Product Spotlight: Vyatta Network Gateway Appliance

In the wake of our recent Vyatta network gateway appliance product launch, I thought I'd address some of the most common questions customers have asked me about the new offering. With inquiries spanning the spectrum from broad and general to detailed and specific, I might not be able to cover everything in this blog post, but at the very least, it should give a little more context for our new network gateway offering.

To begin, let's explore the simplest question I've been asked: "What is a network gateway?" A network gateway provides tools to manage traffic into and out of one or more VLANs (Virtual Local Area Networks). The network gateway serves a customer-configurable routing device that sits in front of designated VLANs. The servers in those VLANs route through the network gateway appliance as their first hop instead of Front-end Customer Routers (FCR) or Back-end Customer Routers (BCR). From an infrastructure perspective, SoftLayer's network gateway offering consists of a single server, and in the future, the offering will be expanded to multi-server configurations to support high availability needs and larger clustered configurations.

The general function of a network gateway may seem a little abstract, so let's look at a couple real world use cases to see how you can put that functionality to work in your own cloud environment.

Example 1: Complex Traffic Management
You have a multi-server cloud environment and a complex set of firewall rules that allow certain types of traffic to certain servers from specific addresses. Without a network gateway, you would need to configure multiple hardware and software firewalls throughout your topology and maintain multiple rules sets, but with the network gateway appliance, you streamline your configuration into a single point of control on both the public and private networks.

After you order a gateway appliance in the SoftLayer portal and configure which VLANs route through the appliance, the process of configuring the device is simple: You define your production, development and QA environments with distinct traffic rules, and the network gateway handles the traffic segmentation.

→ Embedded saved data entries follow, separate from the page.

PR #152, opened 2021-11-12
Keep namespace after test run with with RELEASE_NAMESPACE=false

psegedy:
`KEEP_NAMESPACE` is unset or empty string -> release namespace
`KEEP_NAMESPACE` set to anything else -> set it to `TRUE` and keep namespace

it would be useful for debugging failing PR checks

### DIFF
--- a/cicd/_common_deploy_logic.sh
+++ b/cicd/_common_deploy_logic.sh
@@ -5,6 +5,7 @@
 #COMPONENTS="component1 component2"  # specific components to deploy (optional, default: all)
 #COMPONENTS_W_RESOURCES="component1 component2"  # components which should preserve resource settings (optional, default: none)
 #DEPLOY_TIMEOUT="300"  # bonfire deployment timeout parameter in seconds
+#KEEP_NAMESPACE=TRUE  # keep namespace after PR check for time defaulty reserverd by bonfire (optional, default: unset)
 
 # Env vars set by 'bootstrap.sh':
 #IMAGE_TAG="abcd123"  # image tag for the PR being tested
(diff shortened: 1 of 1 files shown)


cicd/_common_deploy_logic.sh
```diff
@@ -5,6 +5,7 @@
 #COMPONENTS="component1 component2"  # specific components to deploy (optional, default: all)
 #COMPONENTS_W_RESOURCES="component1 component2"  # components which should preserve resource settings (optional, default: none)
 #DEPLOY_TIMEOUT="300"  # bonfire deployment timeout parameter in seconds
+#KEEP_NAMESPACE=TRUE  # keep namespace after PR check for time defaulty reserverd by bonfire (optional, default: unset)
```
bsquizz, line 8:
```suggestion
#RELEASE_NAMESPACE="true"  # release namespace after PR check ends (default: true)
```

cicd/_common_deploy_logic.sh
```diff
@@ -67,7 +68,10 @@ function teardown {
     if [ ! -z "$NAMESPACE" ]; then
         set +e
         collect_k8s_artifacts
-        bonfire namespace release $NAMESPACE
+        if [ "${KEEP_NAMESPACE:+TRUE}" != "TRUE" ]; then
```
bsquizz, line 71:
```suggestion
        if [ "${RELEASE_NAMESPACE:-true}" != "false" ]; then
```

bsquizz (changes requested):
What if we use RELEASE_NAMESPACE env var -- by default set to true. If you do not want to release the namespace, set `RELEASE_NAMESPACE="false"` in your pr check.

psegedy:
makes sense, I've added your changes

bsquizz (approved):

If you wanted to create your own VPN to connect your hosted environment to your office or in-house data center, that configuration is quick and easy as well. The high-touch challenge of managing several sets of network rules across multiple devices is simplified and streamlined.

Example 2: Creating a Static NAT
You want to create a static NAT (Network Address Translation) so that you can direct traffic through a public IP address to an internal IP address. With the IPv4 address pool dwindling and new allocations being harder to come by, this configuration is becoming extremely popular to accommodate users who can't yet reach IPv6 addresses. This challenge would normally require a significant level of effort of even the most seasoned systems administrator, but with the gateway appliance, it's a painless process.

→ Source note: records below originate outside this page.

PR #154, opened 2021-11-18
Bonfire v3 (switch to namespace operator)

bsquizz:


cicd/bootstrap.sh
```diff
@@ -43,7 +43,10 @@ python3 -m venv .bonfire_venv
 source .bonfire_venv/bin/activate
 
 pip install --upgrade pip 'setuptools<58' wheel
-pip install --upgrade 'crc-bonfire>=2.17.2'
+pip install --upgrade 'git+https://github.com/RedHatInsights/bonfire.git@use-ns-operator'
```
Jason-RH, line 46: I'll add a note here that this is also temporary for testing

cicd/_common_deploy_logic.sh
```diff
@@ -61,7 +61,7 @@ function collect_k8s_artifacts {
     get_oc_events
     oc get all -n $NAMESPACE -o yaml > $K8S_ARTIFACTS_DIR/oc_get_all.yaml
     oc get clowdapp -n $NAMESPACE -o yaml > $K8S_ARTIFACTS_DIR/oc_get_clowdapp.yaml
-    oc get clowdenvironment env-$NAMESPACE -o yaml > $K8S_ARTIFACTS_DIR/oc_get_clowdenvironment.yaml
+    oc get clowdenvironment $NAMESPACE -o yaml > $K8S_ARTIFACTS_DIR/oc_get_clowdenvironment.yaml
```
Jason-RH, line 64: Need to add "env-" back here

bonfire/bonfire.py
```diff
@@ -630,17 +544,18 @@ def _list_namespaces(available, mine, output):
             for ns in namespaces:
                 data[ns.name] = {
                     "reserved": ns.reserved,
-                    "ready": ns.ready,
-                    "requester": ns.requester_name,
+                    "status": ns.status,
```
bsquizz, line 547: FYI @skarekrow not sure if your iqe-tools checks this field in the JSON returned here from list namespaces ... you might need to alter the key name you're looking for when bonfire v3 is released

skarekrow: We check the `expires_in` field, but we do add the `ns.ready` field to a dict, so will note that. Thanks!

PR #266, opened 2018-08-02
Decode SendGrid adapter 4xx response

jackmarchant:
👋 Thanks for the library, it's very well put together.

In the [SendGrid API](https://sendgrid.com/docs/API_Reference/Web_API_v3/How_To_Use_The_Web_API_v3/errors.html#-Failed-Requests) it provides error messages for fields, or even general messages but this is not decoded.
This pull request adds decoding for 4xx responses, so that when using the Sendgrid adapter, you can easily use the body from the response.


princemaple:
Thanks for the PR. I made a minor change to make the status code boundaries more consistent. I'll merge on CI pass.

princemaple:
@jackmarchant are you waiting on this to be released?

jackmarchant:
No I’m not waiting for it. Just saw it when looking through

PR #271, opened 2018-08-07
fix clear button path when base_path is set

jhchen:
Thanks for this library! The latest version added a clear button but it will not work if you have `base_path` set as we do in our use. This PR takes this option into account and constructs the urls accordingly.


princemaple:
Hi @jhchen , could you check if it still works with the commit I added? Thanks!

jhchen:
Yup still works for me! Thanks didn't know if I should change the default base_path but this makes it cleaner.

princemaple:
Thanks for the confirmation!

princemaple:
It's out in v0.16.1

PR #276, opened 2018-08-15
sendgrid - handlebar substitutions with dynamic_template_data

gnimona:
## Intention
- according to [sendgrid api doc](https://dynamic-templates.api-docs.io/3.0/mail-send-with-dynamic-transactional-templates/v3-mail-send), for handlebar substitutions, request body should contain `dynamic_template_data` inside `personalizations` object


princemaple:
Looks good, thanks. On phone now, will take another look later.

princemaple:
Thanks @gnimona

In addition to the IPv4 address-saving benefits, your static NAT adds a layer of protection for your internal web servers from the public network, and as we discussed in the first example, your gateway device also serves as a single configuration point for both inbound and outbound firewall rules.

If you have complex network-related needs, and you want granular control of the traffic to and from your servers, a gateway appliance might be the perfect tool for you. You get the control you want and save yourself a significant amount of time and effort configuring and tweaking your environment on-the-fly. You can terminate IPSec VPN tunnels, execute your own network address translation, and run diagnostic commands such as traffic monitoring (tcpdump) on your global environment. And in addition to that, your gateway serves as a single point of contact to configure sophisticated firewall rules!